How long we keep data

  • Enquiries are usually kept for up to 24 months after the last contact unless they become an order, booking, or ongoing customer relationship.
  • Order, payment, delivery, refund, and accounting records are usually kept for up to 6 years after the relevant tax year or transaction, unless a longer period is needed for legal reasons.
  • Account data is kept while the account is active and for a reasonable period afterwards for security, support, and record keeping.
  • Browser storage remains on your device until it expires, the browser clears it, or you clear it manually. Session storage is generally cleared when the browser session ends.
  • Analytics, hosting, and security logs are kept according to the retention settings of the relevant provider.

Cookies, storage, and analytics

The website uses browser storage and may use cookies or similar technologies for checkout, authentication, security, basket functionality, analytics, and conversion measurement. Strictly necessary storage supports services you ask for, such as keeping items in your basket and completing checkout.

Where non-essential analytics or advertising cookies are used, we will rely on consent where required by UK Privacy and Electronic Communications Regulations or EU ePrivacy rules.

You can accept or decline optional cookies when the cookie notice appears. You can change your choice at any time using the Cookie settings link in the footer.

Your rights

You may have rights of access, correction, erasure, restriction, portability, objection, and withdrawal of consent. These rights do not always apply in every situation, but we will explain if a legal exemption applies.

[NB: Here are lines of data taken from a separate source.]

PR #2351, opened 2024-11-26
Bugfix - add validation for custom buckets provided for Histograms

### LINKED ISSUE #2286: Validate user provided Histogram bounds at sdk during Instrument creation time
https://github.com/open-telemetry/opentelemetry-rust/blob/main/opentelemetry-sdk/src/metrics/meter.rs#L385 is only validating name,unit etc. We should validate the buckets at this point, and if validation fails, we should either
1. Return no-op instrument as do when other validation fails.
2. Use default bounds, and ignore the user-provided one.

Emit WARN internal log in either case.

cijothomas:
Fixes #2286

### DIFF
--- a/opentelemetry-sdk/src/metrics/meter.rs
+++ b/opentelemetry-sdk/src/metrics/meter.rs
@@ -397,6 +397,9 @@ impl SdkMeter {
         if let Some(ref boundaries) = builder.boundaries {
             let validation_result = validate_buckets(boundaries);
             if let Err(err) = validation_result {
+                // TODO: Include the buckets too in the error message.
+                // TODO: This validation is not done when Views are used to
+                // provide boundaries, and that should be fixed.
                 otel_error!(
                     name: "InstrumentCreationFailed",
                     meter_name = self.scope.name(),
--- a/opentelemetry-sdk/src/metrics/meter.rs
+++ b/opentelemetry-sdk/src/metrics/meter.rs
@@ -394,6 +394,20 @@ impl SdkMeter {
             return Histogram::new(Arc::new(NoopSyncInstrument::new()));
         }
 
+        if let Some(ref boundaries) = builder.boundaries {
+            let validation_result = validate_buckets(boundaries);
+            if let Err(err) = validation_result {
+                otel_error!(
+                    name: "InstrumentCreationFailed",
+                    meter_name = self.scope.name(),
+                    instrument_name = builder.name.as_ref(),
+                    message = "Measurements from this Histogram will be ignored.",
+                    reason = format!("{}", err)
+                );
+                return Histogram::new(Arc::new(NoopSyncInstrument::new()));
+            }
+        }
+
         match resolver
             .lookup(
                 InstrumentKind::Histogram,
@@ -531,6 +545,25 @@ impl InstrumentProvider for SdkMeter {
 
 fn validate_instrument_config(name: &str, unit: &Option<Cow<'static, str>>) -> MetricResult<()> {
     validate_instrument_name(name).and_then(|_| validate_instrument_unit(unit))
+}
+
+fn validate_buckets(buckets: &[f64]) -> MetricResult<()> {
+    if buckets.is_empty() {
+        return Err(MetricError::InvalidInstrumentConfiguration(
+            "Buckets must not be empty",
+        ));
+    }
+
+    // validate that buckets are sorted and non-duplicate
+    for window in buckets.windows(2) {
+        if window[0] >= window[1] {
+            return Err(MetricError::InvalidInstrumentConfiguration(
+                "Buckets must be sorted and non-duplicate",
+            ));
+        }
+    }
+
+    Ok(())
 }
 
 fn validate_instrument_name(name: &str) -> MetricResult<()> {
--- a/opentelemetry-sdk/src/metrics/meter.rs
+++ b/opentelemetry-sdk/src/metrics/meter.rs
@@ -555,7 +555,7 @@ fn validate_bucket_boundaries(boundaries: &[f64]) -> MetricResult<()> {
     for boundary in boundaries {
         if boundary.is_nan() || boundary.is_infinite() {
             return Err(MetricError::InvalidInstrumentConfiguration(
-                "Buckets must not contain NaN, +Inf, or -Inf",
+                "Bucket boundaries must not contain NaN, +Inf, or -Inf",
             ));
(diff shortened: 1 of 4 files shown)


lalitb (approved):

opentelemetry-sdk/src/metrics/meter.rs
```diff
@@ -533,6 +550,25 @@ fn validate_instrument_config(name: &str, unit: &Option<Cow<'static, str>>) -> M
     validate_instrument_name(name).and_then(|_| validate_instrument_unit(unit))
 }
 
+fn validate_buckets(buckets: &[f64]) -> MetricResult<()> {
+    if buckets.is_empty() {
+        return Err(MetricError::InvalidInstrumentConfiguration(
```
utpilla, line 555: We should allow empty buckets for histogram, right?

opentelemetry-sdk/src/metrics/meter.rs
```diff
@@ -533,6 +550,25 @@ fn validate_instrument_config(name: &str, unit: &Option<Cow<'static, str>>) -> M
...
+            "Buckets must not be empty",
+        ));
+    }
+
+    // validate that buckets are sorted and non-duplicate
+    for window in buckets.windows(2) {
```
utpilla, line 561: I think it's more readable (also a bit more efficient) to use a simple `for` loop here.

```rust
if let Some(boundaries) = builder.boundaries {
    for i in 1..boundaries.len() {
        if boundaries[i] <= boundaries[i - 1] {
            return Err(MetricError::InvalidInstrumentConfiguration(
                "Buckets must be sorted and non-duplicate",
            ));
        }
    }
}
```

opentelemetry-sdk/src/metrics/meter.rs
```diff
@@ -533,6 +550,25 @@ fn validate_instrument_config(name: &str, unit: &Option<Cow<'static, str>>) -> M
     validate_instrument_name(name).and_then(|_| validate_instrument_unit(unit))
 }
 
+fn validate_buckets(buckets: &[f64]) -> MetricResult<()> {
```
utpilla, line 553: We should check for `f64::NAN`, `f64::INFINITY`, and `f64::NEG_INFINITY` as well.

opentelemetry-sdk/src/metrics/mod.rs
```diff
@@ -178,6 +178,27 @@ mod tests {
...
+            let test_context = TestContext::new(Temporality::Cumulative);
+            let histogram = test_context
+                .meter()
+                .f64_histogram("test")
+                .with_boundaries(buckets)
+                .build();
+            histogram.record(1.9, &[]);
+            test_context.flush_metrics();
+
+            // As buckets via Advisory params are invalid, no metrics should be
```
utpilla, line 198:
```suggestion
            // As buckets provided via Advisory params are invalid, no metrics should be
```

opentelemetry-sdk/src/metrics/meter.rs
```diff
@@ -394,6 +394,23 @@ impl SdkMeter {
             return Histogram::new(Arc::new(NoopSyncInstrument::new()));
         }
 
+        if let Some(ref boundaries) = builder.boundaries {
```
utpilla, line 397: Let's remove the validation checks from the `Histogram` struct now that we would be checking it during instrument creation.

https://github.com/open-telemetry/opentelemetry-rust/blob/8e6b479684d550fb70b570d059080488b893aaf4/opentelemetry-sdk/src/metrics/internal/histogram.rs#L78-L79

opentelemetry-sdk/src/metrics/mod.rs
```diff
@@ -178,6 +178,29 @@ mod tests {
             // As instrument name is invalid, no metrics should be exported
             test_context.check_no_metrics();
         }
+
+        let invalid_bucket_boundaries = vec![
+            vec![1.0, 1.0],                          // duplicate boundaries
+            vec![1.0, 2.0, 3.0, 2.0],                // duplicate non consequent boundaries
+            vec![1.0, 2.0, 3.0, 4.0, 2.5],           // unsorted boundaries
+            vec![1.0, 2.0, 3.0, f64::INFINITY, 4.0], // boundaries with NaNs
```
utpilla, line 186:
```suggestion
            vec![1.0, 2.0, 3.0, f64::INFINITY, 4.0], // boundaries with positive infinity
```

opentelemetry-sdk/src/metrics/mod.rs
```diff
@@ -178,6 +178,29 @@ mod tests {
...
+            vec![1.0, 2.0, 3.0, f64::NAN],           // boundaries with NaNs
+            vec![f64::NEG_INFINITY, 2.0, 3.0],       // boundaries with NaNs
```
utpilla, line 188:
```suggestion
            vec![f64::NEG_INFINITY, 2.0, 3.0],       // boundaries with negative infinity
```

opentelemetry-sdk/src/metrics/meter.rs
cijothomas: The view route is unvalidated still I think. Something we need to comeback to and fix.

utpilla: Ah yes.

utpilla (approved):

opentelemetry/src/metrics/instruments/mod.rs
```diff
@@ -87,7 +87,26 @@ impl<'a, T> HistogramBuilder<'a, T> {
...
+    /// # Notes
+    /// - Boundaries must not contain `f64::NAN`, `f64::INFINITY` or
+    ///   `f64::NEG_INFINITY`
+    /// - Values must be in strictly increasing order (e.g., each value must be
+    ///   greater than the previous).
+    /// - Boundaries must not contain duplicate values.
+    ///
+    /// If invalid boundaries are provided, the instrument will not report
+    /// measurements.
+    /// Providing an empty `vec![]` means no bucket information will be
```
utpilla, line 102: With the current implementation, we would still count and export the bucket information. It would just be one bucket though. We should probably change the implementation to avoid bucket counting altogether in case of empty bounds.

cijothomas: https://github.com/open-telemetry/opentelemetry-rust/issues/2354

PR #2356, opened 2024-11-27
Use separate names for examples named basic

bantonsson:
## Changes
Renames two examples both named `basic.rs`, since building and running the examples will give you warnings (and not even work) because there are two example targets named `basic`.

Running `cargo build --examples` gives this:
```
warning: output filename collision.
The example target `basic` in package `opentelemetry-stdout v0.27.0 (/.../opentelemetry-rust/opentelemetry-stdout)` has the same output filename as the example target `basic` in package `opentelemetry-appender-tracing v0.27.0 (/.../opentelemetry-rust/opentelemetry-appender-tracing)`.
Colliding filename is: /.../opentelemetry-rust/target/debug/examples/basic
The targets should have unique names.
Consider changing their names to be unique or compiling them separately.
This may become a hard error in the future; see <https://github.com/rust-lang/cargo/issues/6313>.
```

And running `cargo run --example basic` fails with:

```
error: `cargo run` can run at most one executable, but multiple were specified
```
(


lalitb:
Thanks can we also modify the comments e.g,-https://github.com/open-telemetry/opentelemetry-rust/blob/53e892a2ca9f831fb09752f9ce223e26836163af/opentelemetry-stdout/examples/basic.rs#L1

cijothomas:
I am neutral to this...The [issue linked](https://github.com/rust-lang/cargo/issues/6313) is open from 2018.

When inside the directory, running `cargo run --example basic` is easy to remember than `cargo run --example stdout-basic`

To make a request, contact us at megandaisyfloraldesign@gmail.com. We may need to verify your identity before acting on a request.

Complaints

Please contact us first if you have a privacy concern so we can try to resolve it. You also have the right to complain to the Information Commissioner's Office, the UK data protection regulator. If you are in the European Economic Area, you may also contact your local supervisory authority.

Changes to this policy

We may update this policy when the website, suppliers, legal requirements, or business processes change. The latest version will be published on this page.